**INPUT DATA:**
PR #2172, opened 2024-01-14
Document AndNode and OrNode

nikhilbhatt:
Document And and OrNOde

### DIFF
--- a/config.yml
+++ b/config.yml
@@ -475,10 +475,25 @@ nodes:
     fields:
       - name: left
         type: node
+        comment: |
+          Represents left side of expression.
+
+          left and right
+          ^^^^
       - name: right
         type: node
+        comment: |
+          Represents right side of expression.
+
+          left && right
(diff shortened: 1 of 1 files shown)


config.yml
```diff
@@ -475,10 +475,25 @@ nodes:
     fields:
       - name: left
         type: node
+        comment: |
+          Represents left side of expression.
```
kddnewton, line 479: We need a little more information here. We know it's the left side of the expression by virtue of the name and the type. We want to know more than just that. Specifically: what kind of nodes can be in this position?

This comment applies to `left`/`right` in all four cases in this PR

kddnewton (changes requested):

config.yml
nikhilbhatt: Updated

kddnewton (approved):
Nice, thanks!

**WHAT IS BEING ASKED:** Everything in the listing should be set down again exactly.

**TASK ANSWER:**
PR #2172, opened 2024-01-14
Document AndNode and OrNode

nikhilbhatt:
Document And and OrNOde

### DIFF
--- a/config.yml
+++ b/config.yml
@@ -475,10 +475,25 @@ nodes:
     fields:
       - name: left
         type: node
+        comment: |
+          Represents left side of expression.
+
+          left and right
+          ^^^^
       - name: right
         type: node
+        comment: |
+          Represents right side of expression.
+
+          left && right
(diff shortened: 1 of 1 files shown)


config.yml
```diff
@@ -475,10 +475,25 @@ nodes:
     fields:
       - name: left
         type: node
+        comment: |
+          Represents left side of expression.
```
kddnewton, line 479: We need a little more information here. We know it's the left side of the expression by virtue of the name and the type. We want to know more than just that. Specifically: what kind of nodes can be in this position?

This comment applies to `left`/`right` in all four cases in this PR

kddnewton (changes requested):

config.yml
nikhilbhatt: Updated

kddnewton (approved):
Nice, thanks!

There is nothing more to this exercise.